> **EXERCISE**:
All lines of the records below that contain the word "Thanks" must be listed.
#####
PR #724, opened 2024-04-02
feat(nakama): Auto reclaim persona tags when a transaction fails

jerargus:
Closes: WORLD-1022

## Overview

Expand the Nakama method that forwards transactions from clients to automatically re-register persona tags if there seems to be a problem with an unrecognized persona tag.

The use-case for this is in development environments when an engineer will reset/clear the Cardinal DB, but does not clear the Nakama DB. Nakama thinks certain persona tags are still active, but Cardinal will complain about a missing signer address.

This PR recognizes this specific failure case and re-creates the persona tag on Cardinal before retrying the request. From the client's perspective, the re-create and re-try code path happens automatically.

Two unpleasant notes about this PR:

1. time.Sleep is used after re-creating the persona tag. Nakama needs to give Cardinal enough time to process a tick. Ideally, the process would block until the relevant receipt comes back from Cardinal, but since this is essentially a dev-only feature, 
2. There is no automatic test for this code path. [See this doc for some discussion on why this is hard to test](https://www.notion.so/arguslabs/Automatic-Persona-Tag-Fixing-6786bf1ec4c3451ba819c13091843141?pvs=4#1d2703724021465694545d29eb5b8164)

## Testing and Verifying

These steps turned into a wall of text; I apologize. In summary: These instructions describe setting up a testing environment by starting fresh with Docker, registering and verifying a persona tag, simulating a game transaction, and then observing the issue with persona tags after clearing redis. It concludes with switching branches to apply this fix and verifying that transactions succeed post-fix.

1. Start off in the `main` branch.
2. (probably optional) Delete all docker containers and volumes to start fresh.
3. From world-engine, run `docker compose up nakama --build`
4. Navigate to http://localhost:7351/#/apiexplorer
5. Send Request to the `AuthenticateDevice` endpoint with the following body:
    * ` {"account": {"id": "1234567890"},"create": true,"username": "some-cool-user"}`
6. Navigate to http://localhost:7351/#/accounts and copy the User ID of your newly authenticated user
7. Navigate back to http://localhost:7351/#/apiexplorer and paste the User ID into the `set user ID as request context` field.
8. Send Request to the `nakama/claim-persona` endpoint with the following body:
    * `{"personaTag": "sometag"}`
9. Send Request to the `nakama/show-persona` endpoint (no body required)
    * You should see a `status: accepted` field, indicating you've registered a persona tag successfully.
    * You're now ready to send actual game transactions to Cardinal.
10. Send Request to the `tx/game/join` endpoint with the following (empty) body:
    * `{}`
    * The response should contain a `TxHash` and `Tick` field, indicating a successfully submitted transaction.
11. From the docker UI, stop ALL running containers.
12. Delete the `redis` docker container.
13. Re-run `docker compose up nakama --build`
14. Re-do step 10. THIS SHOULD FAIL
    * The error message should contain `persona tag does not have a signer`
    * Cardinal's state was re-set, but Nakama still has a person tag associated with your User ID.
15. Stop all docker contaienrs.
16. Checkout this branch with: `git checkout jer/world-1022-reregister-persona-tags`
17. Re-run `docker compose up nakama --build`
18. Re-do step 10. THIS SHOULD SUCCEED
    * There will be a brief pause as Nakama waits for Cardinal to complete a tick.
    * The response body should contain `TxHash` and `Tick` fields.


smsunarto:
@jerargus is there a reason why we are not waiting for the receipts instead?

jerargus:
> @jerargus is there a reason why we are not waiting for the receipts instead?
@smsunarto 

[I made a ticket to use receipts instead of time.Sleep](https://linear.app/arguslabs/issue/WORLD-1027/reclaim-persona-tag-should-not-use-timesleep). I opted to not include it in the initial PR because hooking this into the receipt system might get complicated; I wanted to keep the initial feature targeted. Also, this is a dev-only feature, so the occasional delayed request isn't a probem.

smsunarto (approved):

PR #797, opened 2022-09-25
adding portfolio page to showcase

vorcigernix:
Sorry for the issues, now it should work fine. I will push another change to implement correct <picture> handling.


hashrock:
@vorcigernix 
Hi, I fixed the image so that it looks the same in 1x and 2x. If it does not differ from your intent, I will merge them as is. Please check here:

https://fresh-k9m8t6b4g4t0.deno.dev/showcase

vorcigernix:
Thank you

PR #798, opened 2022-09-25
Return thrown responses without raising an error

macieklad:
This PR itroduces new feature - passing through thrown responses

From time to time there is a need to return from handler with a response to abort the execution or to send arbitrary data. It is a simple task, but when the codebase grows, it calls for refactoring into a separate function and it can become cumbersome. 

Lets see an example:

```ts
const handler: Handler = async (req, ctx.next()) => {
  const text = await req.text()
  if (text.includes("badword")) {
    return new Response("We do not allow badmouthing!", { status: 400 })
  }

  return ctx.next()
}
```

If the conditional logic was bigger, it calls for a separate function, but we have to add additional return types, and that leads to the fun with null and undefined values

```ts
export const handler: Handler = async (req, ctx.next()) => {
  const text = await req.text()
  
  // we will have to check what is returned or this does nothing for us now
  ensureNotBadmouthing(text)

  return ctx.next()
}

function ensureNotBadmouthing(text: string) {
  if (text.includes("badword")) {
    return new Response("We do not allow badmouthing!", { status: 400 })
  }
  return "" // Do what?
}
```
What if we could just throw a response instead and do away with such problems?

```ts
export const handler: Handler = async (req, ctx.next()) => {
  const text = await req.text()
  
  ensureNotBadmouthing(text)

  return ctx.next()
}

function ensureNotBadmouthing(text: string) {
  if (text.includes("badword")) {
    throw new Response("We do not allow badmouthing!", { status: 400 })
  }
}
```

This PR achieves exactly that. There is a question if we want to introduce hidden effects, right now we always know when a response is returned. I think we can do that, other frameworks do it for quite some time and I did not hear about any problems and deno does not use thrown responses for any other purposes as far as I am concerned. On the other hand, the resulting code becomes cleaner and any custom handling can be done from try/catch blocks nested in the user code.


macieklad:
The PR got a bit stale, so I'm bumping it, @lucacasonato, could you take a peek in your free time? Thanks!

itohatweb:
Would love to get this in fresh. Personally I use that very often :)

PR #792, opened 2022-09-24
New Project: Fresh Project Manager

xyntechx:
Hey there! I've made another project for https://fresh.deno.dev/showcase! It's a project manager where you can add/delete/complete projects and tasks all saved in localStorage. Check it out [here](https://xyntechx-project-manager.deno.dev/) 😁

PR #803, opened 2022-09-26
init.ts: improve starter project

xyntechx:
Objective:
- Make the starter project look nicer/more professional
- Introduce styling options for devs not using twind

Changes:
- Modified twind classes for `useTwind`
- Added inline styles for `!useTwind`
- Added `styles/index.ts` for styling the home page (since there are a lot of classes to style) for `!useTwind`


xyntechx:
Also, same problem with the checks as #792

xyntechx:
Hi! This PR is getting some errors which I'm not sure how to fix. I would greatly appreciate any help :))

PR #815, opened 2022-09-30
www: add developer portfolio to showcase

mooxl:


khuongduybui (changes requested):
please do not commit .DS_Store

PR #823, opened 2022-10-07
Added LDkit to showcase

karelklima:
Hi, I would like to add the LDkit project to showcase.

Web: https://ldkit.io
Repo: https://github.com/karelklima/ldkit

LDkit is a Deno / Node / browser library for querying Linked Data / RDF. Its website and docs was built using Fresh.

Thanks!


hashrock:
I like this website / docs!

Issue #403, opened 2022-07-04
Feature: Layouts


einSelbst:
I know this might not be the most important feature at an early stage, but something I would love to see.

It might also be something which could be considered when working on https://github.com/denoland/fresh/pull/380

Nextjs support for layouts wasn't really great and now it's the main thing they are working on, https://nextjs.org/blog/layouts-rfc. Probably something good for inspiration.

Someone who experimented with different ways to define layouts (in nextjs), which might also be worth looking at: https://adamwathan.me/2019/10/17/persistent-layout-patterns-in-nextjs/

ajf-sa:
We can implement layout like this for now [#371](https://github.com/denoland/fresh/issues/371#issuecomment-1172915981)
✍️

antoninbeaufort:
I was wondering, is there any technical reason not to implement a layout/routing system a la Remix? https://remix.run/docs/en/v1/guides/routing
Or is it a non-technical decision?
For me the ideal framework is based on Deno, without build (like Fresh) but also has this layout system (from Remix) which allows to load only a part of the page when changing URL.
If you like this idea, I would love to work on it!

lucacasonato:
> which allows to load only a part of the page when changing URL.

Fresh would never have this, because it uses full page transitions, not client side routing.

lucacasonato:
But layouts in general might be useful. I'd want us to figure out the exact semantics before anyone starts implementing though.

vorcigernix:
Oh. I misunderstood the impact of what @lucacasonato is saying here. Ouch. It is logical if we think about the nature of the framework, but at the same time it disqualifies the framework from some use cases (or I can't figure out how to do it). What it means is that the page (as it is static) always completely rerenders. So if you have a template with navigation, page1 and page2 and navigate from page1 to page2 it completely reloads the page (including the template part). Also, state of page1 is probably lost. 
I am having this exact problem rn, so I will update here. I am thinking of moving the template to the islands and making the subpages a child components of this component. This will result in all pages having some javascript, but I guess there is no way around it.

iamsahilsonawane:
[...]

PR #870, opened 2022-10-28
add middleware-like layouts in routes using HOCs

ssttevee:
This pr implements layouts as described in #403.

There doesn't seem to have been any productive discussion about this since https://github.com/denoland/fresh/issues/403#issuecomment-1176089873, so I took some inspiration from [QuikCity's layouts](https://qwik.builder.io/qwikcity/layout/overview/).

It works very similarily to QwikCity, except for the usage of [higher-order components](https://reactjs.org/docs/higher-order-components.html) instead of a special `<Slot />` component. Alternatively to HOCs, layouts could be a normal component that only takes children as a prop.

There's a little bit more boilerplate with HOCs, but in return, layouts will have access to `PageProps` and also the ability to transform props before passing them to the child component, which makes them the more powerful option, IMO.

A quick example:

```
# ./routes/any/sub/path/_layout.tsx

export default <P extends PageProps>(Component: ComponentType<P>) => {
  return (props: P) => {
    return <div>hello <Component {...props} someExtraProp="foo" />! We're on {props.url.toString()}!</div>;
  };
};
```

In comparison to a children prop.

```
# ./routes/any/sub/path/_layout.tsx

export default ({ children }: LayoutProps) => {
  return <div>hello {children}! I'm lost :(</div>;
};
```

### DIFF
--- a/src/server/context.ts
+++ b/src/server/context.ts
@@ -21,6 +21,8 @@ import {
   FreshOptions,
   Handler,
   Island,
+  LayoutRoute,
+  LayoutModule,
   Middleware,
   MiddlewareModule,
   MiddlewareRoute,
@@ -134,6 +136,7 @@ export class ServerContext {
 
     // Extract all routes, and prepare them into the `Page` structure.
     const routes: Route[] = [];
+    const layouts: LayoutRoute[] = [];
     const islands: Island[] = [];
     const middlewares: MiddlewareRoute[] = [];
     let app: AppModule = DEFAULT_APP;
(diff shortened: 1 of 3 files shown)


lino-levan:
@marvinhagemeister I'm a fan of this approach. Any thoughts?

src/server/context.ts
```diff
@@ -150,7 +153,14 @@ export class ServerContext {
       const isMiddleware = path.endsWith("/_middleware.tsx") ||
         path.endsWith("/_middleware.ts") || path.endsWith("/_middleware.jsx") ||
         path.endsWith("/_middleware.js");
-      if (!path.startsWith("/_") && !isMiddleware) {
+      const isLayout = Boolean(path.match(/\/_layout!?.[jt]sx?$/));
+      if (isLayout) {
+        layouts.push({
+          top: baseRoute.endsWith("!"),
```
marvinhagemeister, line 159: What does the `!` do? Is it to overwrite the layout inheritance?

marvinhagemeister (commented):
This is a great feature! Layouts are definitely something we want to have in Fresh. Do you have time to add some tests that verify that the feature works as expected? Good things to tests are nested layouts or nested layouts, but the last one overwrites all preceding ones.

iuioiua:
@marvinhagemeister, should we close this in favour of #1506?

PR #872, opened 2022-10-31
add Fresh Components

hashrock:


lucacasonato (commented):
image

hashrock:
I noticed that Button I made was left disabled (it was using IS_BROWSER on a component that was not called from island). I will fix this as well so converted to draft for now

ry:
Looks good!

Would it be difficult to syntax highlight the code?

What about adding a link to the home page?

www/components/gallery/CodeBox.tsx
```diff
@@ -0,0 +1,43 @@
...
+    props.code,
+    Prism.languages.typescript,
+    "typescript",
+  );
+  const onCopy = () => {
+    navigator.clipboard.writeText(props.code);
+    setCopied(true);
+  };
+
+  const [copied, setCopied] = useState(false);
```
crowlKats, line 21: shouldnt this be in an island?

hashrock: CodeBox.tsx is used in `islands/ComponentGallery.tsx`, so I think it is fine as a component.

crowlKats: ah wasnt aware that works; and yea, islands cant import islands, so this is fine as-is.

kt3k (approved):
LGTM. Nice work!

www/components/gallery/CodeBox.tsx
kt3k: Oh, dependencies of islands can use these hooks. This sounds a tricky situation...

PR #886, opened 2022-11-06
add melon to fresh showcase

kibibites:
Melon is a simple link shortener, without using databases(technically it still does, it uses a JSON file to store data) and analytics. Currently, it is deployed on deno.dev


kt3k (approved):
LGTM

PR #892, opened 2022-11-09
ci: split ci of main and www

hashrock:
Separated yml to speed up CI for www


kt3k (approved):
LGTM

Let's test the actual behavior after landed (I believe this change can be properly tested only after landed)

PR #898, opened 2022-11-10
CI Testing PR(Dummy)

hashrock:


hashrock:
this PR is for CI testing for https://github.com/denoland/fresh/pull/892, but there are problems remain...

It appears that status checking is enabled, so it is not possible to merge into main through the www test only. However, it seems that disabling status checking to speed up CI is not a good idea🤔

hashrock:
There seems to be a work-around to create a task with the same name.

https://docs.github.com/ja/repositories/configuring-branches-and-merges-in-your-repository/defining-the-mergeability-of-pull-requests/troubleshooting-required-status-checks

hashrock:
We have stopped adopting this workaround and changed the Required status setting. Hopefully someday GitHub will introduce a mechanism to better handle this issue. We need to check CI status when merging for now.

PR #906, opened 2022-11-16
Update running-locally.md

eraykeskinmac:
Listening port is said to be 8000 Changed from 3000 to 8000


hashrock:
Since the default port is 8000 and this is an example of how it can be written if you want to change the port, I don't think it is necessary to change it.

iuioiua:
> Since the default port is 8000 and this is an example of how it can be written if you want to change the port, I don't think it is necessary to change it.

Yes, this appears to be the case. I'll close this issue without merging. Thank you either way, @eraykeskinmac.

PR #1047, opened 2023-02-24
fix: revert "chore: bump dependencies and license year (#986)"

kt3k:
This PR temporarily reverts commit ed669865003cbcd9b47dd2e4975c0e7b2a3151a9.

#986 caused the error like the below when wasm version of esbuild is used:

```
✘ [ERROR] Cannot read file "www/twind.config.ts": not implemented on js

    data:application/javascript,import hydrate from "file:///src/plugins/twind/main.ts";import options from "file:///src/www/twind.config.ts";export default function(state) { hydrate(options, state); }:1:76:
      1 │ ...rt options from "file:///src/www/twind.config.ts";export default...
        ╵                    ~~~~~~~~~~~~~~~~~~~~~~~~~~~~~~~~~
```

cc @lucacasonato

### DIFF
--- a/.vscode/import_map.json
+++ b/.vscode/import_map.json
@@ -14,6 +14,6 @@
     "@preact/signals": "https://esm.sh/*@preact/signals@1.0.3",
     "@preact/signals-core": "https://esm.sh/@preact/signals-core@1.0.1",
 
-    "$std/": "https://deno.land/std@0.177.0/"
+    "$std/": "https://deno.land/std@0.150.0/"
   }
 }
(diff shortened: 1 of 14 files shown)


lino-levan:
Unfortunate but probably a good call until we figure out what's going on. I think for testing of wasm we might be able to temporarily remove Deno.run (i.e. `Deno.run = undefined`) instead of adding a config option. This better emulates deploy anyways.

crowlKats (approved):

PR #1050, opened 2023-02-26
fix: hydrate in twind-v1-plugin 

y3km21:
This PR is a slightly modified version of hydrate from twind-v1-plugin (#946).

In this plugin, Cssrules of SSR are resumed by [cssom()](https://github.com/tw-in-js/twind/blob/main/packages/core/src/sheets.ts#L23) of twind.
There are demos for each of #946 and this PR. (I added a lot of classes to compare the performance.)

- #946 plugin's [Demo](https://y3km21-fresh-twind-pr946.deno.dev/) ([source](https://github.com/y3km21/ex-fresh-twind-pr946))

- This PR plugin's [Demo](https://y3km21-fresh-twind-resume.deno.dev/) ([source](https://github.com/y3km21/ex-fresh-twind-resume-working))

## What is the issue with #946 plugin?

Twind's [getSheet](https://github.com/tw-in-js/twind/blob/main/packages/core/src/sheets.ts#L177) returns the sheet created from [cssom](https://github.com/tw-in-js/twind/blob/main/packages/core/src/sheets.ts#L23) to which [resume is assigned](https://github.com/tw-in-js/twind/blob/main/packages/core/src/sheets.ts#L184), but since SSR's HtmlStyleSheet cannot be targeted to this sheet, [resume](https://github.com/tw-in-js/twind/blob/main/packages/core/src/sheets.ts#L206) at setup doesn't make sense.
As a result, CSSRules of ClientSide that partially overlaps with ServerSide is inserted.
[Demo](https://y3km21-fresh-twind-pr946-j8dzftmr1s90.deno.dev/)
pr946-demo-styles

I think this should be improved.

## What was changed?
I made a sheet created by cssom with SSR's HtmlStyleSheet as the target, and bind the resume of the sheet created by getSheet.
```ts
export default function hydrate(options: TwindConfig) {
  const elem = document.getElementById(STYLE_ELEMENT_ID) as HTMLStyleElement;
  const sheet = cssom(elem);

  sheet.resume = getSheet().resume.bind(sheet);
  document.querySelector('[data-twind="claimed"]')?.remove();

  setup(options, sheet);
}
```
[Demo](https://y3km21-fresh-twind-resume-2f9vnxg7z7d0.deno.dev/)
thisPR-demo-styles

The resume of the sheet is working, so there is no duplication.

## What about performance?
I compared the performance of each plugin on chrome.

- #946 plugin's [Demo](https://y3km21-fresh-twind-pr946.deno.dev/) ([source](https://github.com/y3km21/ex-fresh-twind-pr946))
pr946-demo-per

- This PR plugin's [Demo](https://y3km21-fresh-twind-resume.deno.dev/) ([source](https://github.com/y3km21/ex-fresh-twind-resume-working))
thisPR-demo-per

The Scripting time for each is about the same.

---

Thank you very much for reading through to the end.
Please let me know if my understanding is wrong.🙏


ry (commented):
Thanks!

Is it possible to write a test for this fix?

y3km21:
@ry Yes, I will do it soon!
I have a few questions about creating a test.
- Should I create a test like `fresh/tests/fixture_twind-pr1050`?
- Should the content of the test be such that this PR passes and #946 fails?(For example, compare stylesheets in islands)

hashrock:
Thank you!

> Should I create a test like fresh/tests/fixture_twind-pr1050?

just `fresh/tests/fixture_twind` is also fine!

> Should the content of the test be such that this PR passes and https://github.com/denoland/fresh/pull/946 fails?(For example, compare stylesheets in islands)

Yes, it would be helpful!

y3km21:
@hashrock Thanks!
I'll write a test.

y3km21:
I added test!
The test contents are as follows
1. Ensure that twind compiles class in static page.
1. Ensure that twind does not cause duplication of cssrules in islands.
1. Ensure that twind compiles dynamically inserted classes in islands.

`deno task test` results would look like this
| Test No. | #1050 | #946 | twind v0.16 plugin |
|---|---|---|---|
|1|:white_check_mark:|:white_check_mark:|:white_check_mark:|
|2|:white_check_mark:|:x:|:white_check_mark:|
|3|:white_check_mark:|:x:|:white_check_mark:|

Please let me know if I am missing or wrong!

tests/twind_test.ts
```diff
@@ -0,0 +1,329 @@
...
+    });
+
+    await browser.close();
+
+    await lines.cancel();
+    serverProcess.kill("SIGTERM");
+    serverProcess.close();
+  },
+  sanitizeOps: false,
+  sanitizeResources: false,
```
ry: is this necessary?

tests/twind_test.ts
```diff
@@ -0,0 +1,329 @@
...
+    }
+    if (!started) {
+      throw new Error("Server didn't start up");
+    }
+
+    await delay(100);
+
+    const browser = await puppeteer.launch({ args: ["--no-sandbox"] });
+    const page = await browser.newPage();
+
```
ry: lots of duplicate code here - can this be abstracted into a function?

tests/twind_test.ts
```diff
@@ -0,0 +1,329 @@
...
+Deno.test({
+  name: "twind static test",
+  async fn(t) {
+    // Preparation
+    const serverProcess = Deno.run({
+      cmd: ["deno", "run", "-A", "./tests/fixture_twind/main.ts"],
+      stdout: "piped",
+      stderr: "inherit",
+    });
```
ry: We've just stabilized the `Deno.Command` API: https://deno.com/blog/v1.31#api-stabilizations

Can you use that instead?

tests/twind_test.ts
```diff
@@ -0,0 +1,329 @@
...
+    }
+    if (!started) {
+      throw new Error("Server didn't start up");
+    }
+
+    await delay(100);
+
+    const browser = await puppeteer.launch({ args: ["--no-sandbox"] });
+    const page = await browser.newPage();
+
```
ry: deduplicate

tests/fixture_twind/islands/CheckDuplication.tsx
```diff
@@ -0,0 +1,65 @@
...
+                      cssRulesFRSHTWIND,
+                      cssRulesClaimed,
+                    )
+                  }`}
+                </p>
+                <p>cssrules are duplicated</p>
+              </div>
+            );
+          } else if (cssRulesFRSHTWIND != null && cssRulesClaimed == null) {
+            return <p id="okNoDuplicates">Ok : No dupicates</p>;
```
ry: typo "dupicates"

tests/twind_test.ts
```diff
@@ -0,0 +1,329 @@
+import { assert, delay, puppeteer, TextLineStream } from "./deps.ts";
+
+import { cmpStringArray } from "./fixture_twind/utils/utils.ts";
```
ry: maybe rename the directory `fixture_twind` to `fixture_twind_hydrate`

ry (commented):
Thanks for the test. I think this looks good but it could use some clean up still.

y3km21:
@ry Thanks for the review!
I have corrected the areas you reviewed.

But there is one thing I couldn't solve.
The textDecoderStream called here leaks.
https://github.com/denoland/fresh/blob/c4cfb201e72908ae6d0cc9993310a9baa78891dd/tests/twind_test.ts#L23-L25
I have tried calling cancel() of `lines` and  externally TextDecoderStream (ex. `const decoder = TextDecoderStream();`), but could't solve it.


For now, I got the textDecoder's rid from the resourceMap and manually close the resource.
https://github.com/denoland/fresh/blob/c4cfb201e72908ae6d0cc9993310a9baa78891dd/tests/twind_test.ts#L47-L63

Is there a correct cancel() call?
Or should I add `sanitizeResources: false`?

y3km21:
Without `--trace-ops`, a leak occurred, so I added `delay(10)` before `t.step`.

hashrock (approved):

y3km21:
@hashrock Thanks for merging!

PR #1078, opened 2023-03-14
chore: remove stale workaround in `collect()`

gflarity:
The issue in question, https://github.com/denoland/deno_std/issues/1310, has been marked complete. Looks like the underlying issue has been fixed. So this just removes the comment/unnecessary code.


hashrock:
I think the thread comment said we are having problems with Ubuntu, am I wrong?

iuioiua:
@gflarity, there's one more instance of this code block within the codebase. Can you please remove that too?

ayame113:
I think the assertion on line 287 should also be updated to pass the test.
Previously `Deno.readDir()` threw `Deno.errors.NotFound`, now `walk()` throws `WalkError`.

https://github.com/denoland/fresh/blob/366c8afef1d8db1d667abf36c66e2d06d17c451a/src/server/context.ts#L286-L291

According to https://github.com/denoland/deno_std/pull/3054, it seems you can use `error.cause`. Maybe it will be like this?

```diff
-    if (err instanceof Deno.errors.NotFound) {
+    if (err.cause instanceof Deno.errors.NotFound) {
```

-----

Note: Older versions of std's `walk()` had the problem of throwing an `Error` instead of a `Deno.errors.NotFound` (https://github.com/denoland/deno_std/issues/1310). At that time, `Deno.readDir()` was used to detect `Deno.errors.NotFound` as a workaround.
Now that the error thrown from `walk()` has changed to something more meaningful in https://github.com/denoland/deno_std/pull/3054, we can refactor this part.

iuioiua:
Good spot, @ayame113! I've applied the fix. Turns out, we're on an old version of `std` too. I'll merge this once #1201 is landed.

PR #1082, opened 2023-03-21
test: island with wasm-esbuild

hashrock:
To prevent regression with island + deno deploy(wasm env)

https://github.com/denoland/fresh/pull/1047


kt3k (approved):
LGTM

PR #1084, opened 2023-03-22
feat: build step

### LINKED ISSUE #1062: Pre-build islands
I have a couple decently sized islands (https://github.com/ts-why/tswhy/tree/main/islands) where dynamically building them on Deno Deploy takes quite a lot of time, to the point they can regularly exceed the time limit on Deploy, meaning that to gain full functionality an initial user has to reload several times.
#####
> **RESULT OF THIS EXERCISE**:
The PR got a bit stale, so I'm bumping it, @lucacasonato, could you take a peek in your free time? Thanks!
Thanks!
Thanks!
@hashrock Thanks!
Thanks for the test. I think this looks good but it could use some clean up still.
@ry Thanks for the review!
@hashrock Thanks for merging!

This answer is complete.